# Mateo Made The Weather Channel



## NewYorkDogue (Sep 27, 2011)

So I took a short video of Mateo the other day, uploaded it on YouTube, and the next day The Weather Channel emailed me saying they would like to use the clip for their video section on their program. How cool is that?

Here's the link-- It's under "It's so hard to say goodbye"

VIDEO: Saturn: Snow, Wind for Northeast


----------



## Kassandra (Jun 6, 2012)

That is cool! Really looks like Mateo is sad to see the snow go. Super cute of him


----------



## NewYorkDogue (Sep 27, 2011)

Kassandra said:


> That is cool! Really looks like Mateo is sad to see the snow go. Super cute of him


I think you are right, LOL. Although, right now we are in for another storm, and expecting about 5 inches or so within a day or two. He will be happy again.


----------



## whiteleo (Sep 7, 2008)

That is too funny!


----------



## kathylcsw (Jul 31, 2011)

That was funny! He looked like he was ready for a nap in the snow!


----------



## MollyWoppy (Mar 19, 2010)

He is so blimin cute. His eyes are so human, it's uncanny. So, he doesn't feel the cold at all huh? Even with short hair? 
I tagged it 'amazing'.
Congratulations, you and Mateo are really turning into TV rockstars aren't you?


----------



## Herzo (Feb 5, 2011)

He is the cutest thing ever. So funny.


----------



## naturalfeddogs (Jan 6, 2011)

How did we miss that? Wayne is in construction, so we watch A LOT of the weather channel. In fact, it's Wayne's favorite channel. That's adorable! Mateo the T.V. star! LOL!


----------



## NewYorkDogue (Sep 27, 2011)

MollyWoppy said:


> He is so blimin cute. His eyes are so human, it's uncanny. So, he doesn't feel the cold at all huh? Even with short hair?
> I tagged it 'amazing'.
> Congratulations, you and Mateo are really turning into TV rockstars aren't you?

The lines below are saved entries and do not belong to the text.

PR #15, opened 2017-01-17
Check double slash

ardencod3:
Make sure it won't add double slash that will make path.basename return nothing.


perry-mitchell:
Thanks @ardencod3

Issue #4, opened 2016-10-14
Add error codes for HTTP errors


perry-mitchell:
Add error codes for HTTP requests

perry-mitchell:
This is already handled it seems. Errors contain `status` property.

PR #26, opened 2017-04-06
add http status code to the thrown exception.

ccoenen:
easy way to add some information to the thrown exception.
More elegant would be a custom error class, but this gets the job done quite nicely, too. This is related to
https://github.com/perry-mitchell/webdav-fs/issues/38 and https://github.com/perry-mitchell/webdav-client/issues/4


perry-mitchell:
Thanks @ccoenen

perry-mitchell:
Released in 0.6.0.

Issue #47, opened 2017-06-27
Encode & decode URI


kistora:
I have an issue with your webdav-client.
### Config
- NodeJS v.8.0.0
- Webdav-client v0.10.0
- OwnCloud v10.0.2.1 as webdav server
### Description
- I want to get the content of the following directory: `/têst/`
- I use the getDirectoryMethod like: `client.getDirectoryContents("/têst");`
- But i have an Internal Server Error (500)
### Proposed fix
The problem is that the URI is not encoded before sending the request using fetch.
So I transform the call of getDirectoryMethod like:  `client.getDirectoryContents(encodeURI("/têst"));`
## Issue 2
With the fix of issue 1, another issue appears:
### Description
- I want to get the content of the following directory: `/têst/`
- I use the getDirectoryMethod like: `client.getDirectoryContents(encodeURI("/têst"));`
- But the getDirectoryMethod return an empty array even if the folder is not.

So, the issue is that the path is not encoded before fetching. But the path is directly used to match the filename in the parser.
I think that the webdav module should handle pre-encoded path, so here is the proposed fix:
### Proposed fix
You have to add this following line: `dirPath = decodeURI(dirPath);` before line 64 in the file `parse.js`.

Thank you for your work.

perry-mitchell:
Thanks @kistora. I think this could be easily added. Would be great to have a failing test added for it. I'll try to get to it soon if no on else does first.

kistora:
@perry-mitchell So I've done it. #48

PR #48, opened 2017-06-28
Decode uri implementation

kistora:
Fix the issue [#47](https://github.com/perry-mitchell/webdav-client/issues/47).


test/specs/adapter-get.spec.js
```diff
@@ -118,6 +118,13 @@ describe("adapter:get", function() {
                         });
                     });
             });
+            it("gets all objects in directory with special character", function() {
+                return getAdapter
+                    .getDirectoryContents(SERVER_URL, "/test%20test/")
```
perry-mitchell: @kistora This is great, but only tests spaces - could we add another "special" character to test? Say some characters like å and 几 ?

Also, I don't see any encode call..

kistora:
@perry-mitchell I have implemented your request. Good job btw!

perry-mitchell:
Thanks @kistora - Planning a larger release soon (1.0.0), which I'll make this a part of.

PR #51, opened 2017-07-06
add npmignore

pladaria:
We had problems in our CI pipeline because for some reason, the folder with strange characters was causing an error in Jenkins.

I know it's not your fault, but anyway, the test folder is not needed in the npm package.

Please take into consideration this PR

Thank you for your great job!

Thanks, MW! There may actually turn out to be another chance for Mateo to star....I was recently in Central Park with Mateo and a woman and her assistant approached me saying they would love to photograph Mateo for an upcoming book project -- The New York Dog Project.

She took a bunch of photos of him perched on a rock; also said she is coming back to New York in the summer and would like to take some additional photos then.

So... maybe he'll be in a book, as well. How about that?!


----------



## doggiedad (Jan 23, 2011)

Super Star staus for a Super Star dog.


----------



## Noodlesmadison (Sep 18, 2011)

awesome!! I love love love it when Noodles makes the news!


----------



## Jacksons Mom (Jun 13, 2010)

Mateo is one of my favorites here - LOVE him! What a cool dog!


----------



## magicre (Apr 7, 2010)

i so love this dog...that we've watched from puppyhood....grow into a magnificently handsome dog.


----------